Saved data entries
++++
PR #34057, opened 2021-11-30
Return temp path for targetDir() of a single file project

### LINKED ISSUE #33660: targetDir() method returns a wrong path for single file projects
**Description:**
Please refer https://github.com/ballerina-platform/ballerina-lang/blob/stage-slbeta4/compiler/ballerina-lang/src/main/java/io/ballerina/projects/Project.java#L86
++++
In the records above, find each line with the word "single" and copy it out.

Answer space
Return temp path for targetDir() of a single file project
### LINKED ISSUE #33660: targetDir() method returns a wrong path for single file projects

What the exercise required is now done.